理想とする予定形態に骨片を保持したら、位置決め固定をおこなう。固定材料には、ポリ乳酸(PLLA)吸収性プレート(溶けるプレート)、チタン製ミニプレート、チタン製マイクロプレート、ステンレス製骨内結紮ワイヤーを使用する。材料の選択は、術中のトリミング状況や固定状況によって判断する。

12. 術野の止血、洗浄、縫合

手術野の清潔を確保するめ、生理食塩水と消毒液を使用し、局所洗浄をおこなう。鼻腔、副鼻腔、口腔粘膜の削合に伴う骨片が残らないよう注意する。洗浄、消毒が終わり、止血を確認する。トラネキサム酸ガーゼやボスミンガーゼを使用し、完璧な止血をおこなう。縫合は骨膜、筋層、支持靭帯、粘膜の各層縫合をおこなう。縫合糸は吸収糸(溶ける糸)絹糸(シルク)ナイロンを使用する。吸収糸はPDO,PCL,PLLAなどを創部の状態に応じて選択する。

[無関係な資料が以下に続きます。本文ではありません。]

PR #329, opened 2021-11-08
Fea: s&box options FOV

mzegar:
Use the FOV in the settings menu of s&box everywhere.

### DIFF
--- a/code/player/camera/FirstPersonSpectatorCamera.cs
+++ b/code/player/camera/FirstPersonSpectatorCamera.cs
@@ -6,11 +6,6 @@ namespace TTTReborn.Player.Camera
     {
         private const float SMOOTH_SPEED = 25f;
 
-        public override void Activated()
-        {
-            base.Activated();
-        }
-
         public override void Deactivated()
         {
             base.Deactivated();
--- a/code/player/camera/FirstPersonSpectatorCamera.cs
+++ b/code/player/camera/FirstPersonSpectatorCamera.cs
@@ -9,8 +9,6 @@ namespace TTTReborn.Player.Camera
         public override void Activated()
         {
             base.Activated();
-
-            FieldOfView = 80;
         }
 
         public override void Deactivated()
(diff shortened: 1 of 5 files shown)


code/player/camera/FirstPersonSpectatorCamera.cs
```diff
@@ -9,8 +9,6 @@ public partial class FirstPersonSpectatorCamera : Sandbox.Camera, IObservationCa
         public override void Activated()
         {
             base.Activated();
-
-            FieldOfView = 80;
```
Alf21, line 13: Then, we don't need the Activated method at all.

code/player/camera/RagdollSpectateCamera.cs
```diff
@@ -2,8 +2,50 @@
...
+
+            FocusPoint = CurrentView.Position - GetViewOffset();
+        }
+
+        public override void Update()
+        {
+            if (Local.Client == null)
+            {
+                return;
+            }
```
Alf21, line 21: Is this needed as it's nowhere used

code/player/camera/RagdollSpectateCamera.cs
```diff
@@ -2,8 +2,50 @@
...
+        }
+
+        public virtual Vector3 GetViewOffset()
+        {
+            if (Local.Client == null)
+            {
+                return Vector3.Zero;
+            }
+
+            return Input.Rotation.Forward * (-130 * 1) + Vector3.Up * (20 * 1);
```
Alf21, line 48:
```suggestion
            return Input.Rotation.Forward * -130 + Vector3.Up * 20;
```

Or does these `* 1` any sense?

Alf21 (changes requested):

code/player/camera/RagdollSpectateCamera.cs
mzegar: Just copied and pasted code from the original ragdoll controller.

Alf21 (approved):
👍

PR #330, opened 2021-11-10
Fea: Map selection

mzegar:
This is good as a first pass for a map selection system.


code/rounds/MapSelectionRound.cs
```diff
@@ -0,0 +1,54 @@
...
+        }
+
+        protected override void OnTimeUp()
+        {
+            base.OnTimeUp();
+
+            IDictionary<int, int> mapIndexToVoteCount = MapSelection.GetTotalVotesPerMapIndex(Gamemode.Game.Instance.NextMapVotes);
+            if (mapIndexToVoteCount.Count == 0)
+            {
+                Global.ChangeLevel("facepunch.flatgrass");
```
siasur, line 29: It wold be awesome if this would be configurable to a custom default/fallback map.

mzegar: Yeah that was the plan 👍

mzegar:
I'm pretty sure this works, however, we need some testing since I can't test on the same machine due to the same `PlayerId`.

code/rounds/MapSelectionRound.cs
```diff
@@ -0,0 +1,49 @@
...
+
+        protected override void OnTimeUp()
+        {
+            base.OnTimeUp();
+
+            IDictionary<long, string> playerIdMapVote = Gamemode.Game.Instance?.MapSelection?.PlayerIdMapVote;
+            IDictionary<string, int> mapToVoteCount = MapSelectionHandler.GetTotalVotesPerMap(playerIdMapVote);
+            if (mapToVoteCount.Count == 0)
+            {
+                Global.ChangeLevel(ServerSettings.Instance?.Map?.DefaultMap ?? "facepunch.flatgrass");
```
mzegar, line 30: Do we want to random if there are no votes? or just throw it to the default map. @Alf21

code/ui/generalhud/mapselectionmenu/MapSelectionMenu.cs
```diff
@@ -0,0 +1,123 @@
...
+            IDictionary<string, int> mapToVoteCount = Map.MapSelectionHandler.GetTotalVotesPerMap(playerIdMapVote);
+
+            bool hasLocalClientVoted = playerIdMapVote.ContainsKey(Local.Client.PlayerId);
+
+            // Iterate over the map panels, update vote total, showcase the current map the player has selected.
+            for (int i = 0; i < _mapPanels.Count; ++i)
+            {
+                MapPanel panel = _mapPanels[i];
+
+                panel.TotalVotes.Text = mapToVoteCount.ContainsKey(panel.MapName) ? mapToVoteCount[panel.MapName] == 1 ? $"{1} vote" : $"{mapToVoteCount[panel.MapName]} votes" : "";
```
mzegar, line 76: Need to localize this, maybe just show the number of votes.

mzegar:
Tested this with another player, need to figure out why multiple votes don't show up on the same map.

mzegar:
Alright just one comment, otherwise from my testing this should work.

mzegar:
@Alf21 if nobody votes for a map, do we want to just fetch a random one? Otherwise from my testing this should be ready to merge.

code/events/TTTevent.MapSelectionHandler.cs
```diff
@@ -0,0 +1,14 @@
+namespace TTTReborn.Events
+{
+    public static partial class TTTEvent
+    {
+        public static class MapSelectionHandler
```
Alf21, line 5: I think just `Map` would keep things simple

code/lang/packs/en-US.json
```diff
@@ -39,6 +40,8 @@
     "CORPSE_INSPECT_IDENTIFIER_WEAPON": "It appears a {0} was used to kill them.",
     "CORPSE_INSPECT_IDENTIFIER_PERK": "They were carrying a {0}.",
 
+    "VOTE_NEXT_MAP": "VOTE FOR THE NEXT MAP!",
```
Alf21, line 43: I think it would make most sense using the normal writing, no uppercase. Uppercase should be handled via code imo

code/map/MapSelectionHandler.cs
```diff
@@ -0,0 +1,63 @@
...
+        private static async Task<List<string>> GetTTTMapImages(List<string> mapNames)
+        {
+            List<string> mapPanels = new();
+            for (int i = 0; i < mapNames.Count; ++i)
+            {
+                Package result = await Package.Fetch(mapNames[i], true);
+                mapPanels.Add(result.Thumb);
+            }
+            return mapPanels;
+        }
```
Alf21, line 46: Good for now, but later, I think partial loading would be cool. So stuff is rendered and usable but getting populated with the right image if it's loaded.

code/map/MapSelectionHandler.cs
```diff
@@ -0,0 +1,63 @@
...
+            foreach (string mapName in mapVotes.Values)
+            {
+                indexToVoteCount[mapName] = !indexToVoteCount.ContainsKey(mapName) ? 1 : indexToVoteCount[mapName] + 1;
+            }
+            return indexToVoteCount;
+        }
+
+        public void OnMapImagesChanged(IDictionary<string, string> oldValue, IDictionary<string, string> newValue)
+        {
+            Event.Run(Events.TTTEvent.MapSelectionHandler.MapImagesChange);
```
Alf21, line 60: Old and new values aren't used

code/rounds/MapSelectionRound.cs
```diff
@@ -0,0 +1,60 @@
...
+        {
+            base.OnTimeUp();
+
+            IDictionary<string, string> maps = Gamemode.Game.Instance.MapSelection.MapImages;
+
+            // We failed to fetch TTT maps, fall back to default map.
+            if (maps.Count == 0)
+            {
+                Global.ChangeLevel(ServerSettings.Instance.Map.DefaultMap);
+            }
```
Alf21, line 32: I think we should add a return just in case stuff continues running

code/rounds/MapSelectionRound.cs
```diff
@@ -0,0 +1,60 @@
...
+
+            IDictionary<long, string> playerIdMapVote = Gamemode.Game.Instance.MapSelection.PlayerIdMapVote;
+            IDictionary<string, int> mapToVoteCount = MapSelectionHandler.GetTotalVotesPerMap(playerIdMapVote);
+
+            // Nobody voted, so let's change to a random map.
+            if (mapToVoteCount.Count == 0)
+            {
+                Global.ChangeLevel(maps.ElementAt(Rand.Int(0, maps.Count - 1)).Key);
+            }
```
Alf21, line 41: Same as above

code/rounds/MapSelectionRound.cs
```diff
@@ -0,0 +1,60 @@
...
+                Global.ChangeLevel(ServerSettings.Instance.Map.DefaultMap);
+            }
+
+            IDictionary<long, string> playerIdMapVote = Gamemode.Game.Instance.MapSelection.PlayerIdMapVote;
+            IDictionary<string, int> mapToVoteCount = MapSelectionHandler.GetTotalVotesPerMap(playerIdMapVote);
+
+            // Nobody voted, so let's change to a random map.
+            if (mapToVoteCount.Count == 0)
+            {
+                Global.ChangeLevel(maps.ElementAt(Rand.Int(0, maps.Count - 1)).Key);
```
Alf21, line 40: I suggest using our RNG in the Utils class as well as keeping it equal with the role assigning.

code/rounds/MapSelectionRound.cs
```diff
@@ -0,0 +1,60 @@
...
+        {
+            player.MakeSpectator();
+        }
+
+        protected override void OnStart()
+        {
+            if (Host.IsServer)
+            {
+                RPCs.ClientOpenMapSelectionMenu();
+            }
```
Alf21, line 57: Isn't this called on the client? If so, the check isn't needed. Otherwise, the RPC isn't needed

code/ui/Hud.cs
```diff
@@ -104,6 +104,7 @@ public GeneralHud()
                 AddChild<PostRoundMenu>();
                 AddChild<Scoreboard>();
                 AddChild<Menu.Menu>();
+                AddChild<MapSelectionMenu>();
```
Alf21, line 107: Wrong position, shouldn't be displayed above the menu.

code/ui/generalhud/mapselectionmenu/MapSelectionMenu.cs
```diff
@@ -0,0 +1,127 @@
...
+                return;
+            }
+
+            IDictionary<long, string> playerIdMapVote = Gamemode.Game.Instance.MapSelection.PlayerIdMapVote;
+
+            IDictionary<string, int> mapToVoteCount = Map.MapSelectionHandler.GetTotalVotesPerMap(playerIdMapVote);
+
+            bool hasLocalClientVoted = playerIdMapVote.ContainsKey(Local.Client.PlayerId);
+
+            for (int i = 0; i < _mapPanels.Count; ++i)
```
Alf21, line 82: Wouldn't a foreach loop work as well?

Alf21 (changes requested):
Can you vote multiple maps? Is it stable if not?

code/map/MapSelectionHandler.cs
mzegar: Oh, thought they needed to be there as apart of the `OnChange`

code/events/TTTevent.MapSelectionHandler.cs
```diff
@@ -0,0 +1,14 @@
...
+        {
+            /// <summary>
+            /// Updates when the map images are networked.
+            /// <para>No data is passed to this event.</para>
+            /// </summary>
+            public const string MapImagesChange = "tttreborn.game.mapimagechange";
```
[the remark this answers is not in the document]
mzegar: I moved it to a game event, I don't think we need a separate class for this.

code/map/MapSelectionHandler.cs
mzegar: Sounds reasonable 👍

code/ui/generalhud/mapselectionmenu/MapSelectionMenu.cs
mzegar: good catch, yeah it was from a previous iteration where I needed the index for something.

code/events/TTTEvent.Game.cs
```diff
@@ -16,6 +16,12 @@ public static class Game
             /// <para>Event is passed the <strong><see cref="TTTReborn.Rounds.BaseRound"/></strong> instance of the new round.</para>
             /// </summary>
             public const string RoundChange = "tttreborn.game.roundchange";
+
+            /// <summary>
+            /// Updates when the map images are networked.
+            /// <para>No data is passed to this event.</para>
```
Alf21, line 22: Remove this :)

Alf21 (approved):
Great addition!!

さらに使用する糸の太さと使用する針の湾曲、大きさは創部の状態に応じて使い分ける。縫合用針の湾曲や大きさは、組織同士の伸展、結合に見合った針の選択が必要である。口もとは動きが大きい。開く、閉じる、横に引っ張る、しぼむ、口角を上げる、口角を下げるなど手術後も適度に動き、適度に動かないよう周囲組織と協調する縫合が望まれる。

手術後について
創部の圧迫 手術日の翌日までテーピング圧迫をおこないます。手術日の翌日にご自身で除去して頂きます。
術後の通院 定期的な通院は不要です。患者様のご希望により、診察をしております。
抜糸 溶ける糸を使用します。手術後1か月ほどで自然になくなりますので、ご来院は不要です。
洗顔 圧迫用テーピング部位以外は当日より可能です。
入浴 軽めの入浴は当日から可能です。シャワーも当日から可能です。
メイク テーピング除去後、手術の翌日から可能です。
その他 手術後7日間は、喫煙をお控えください。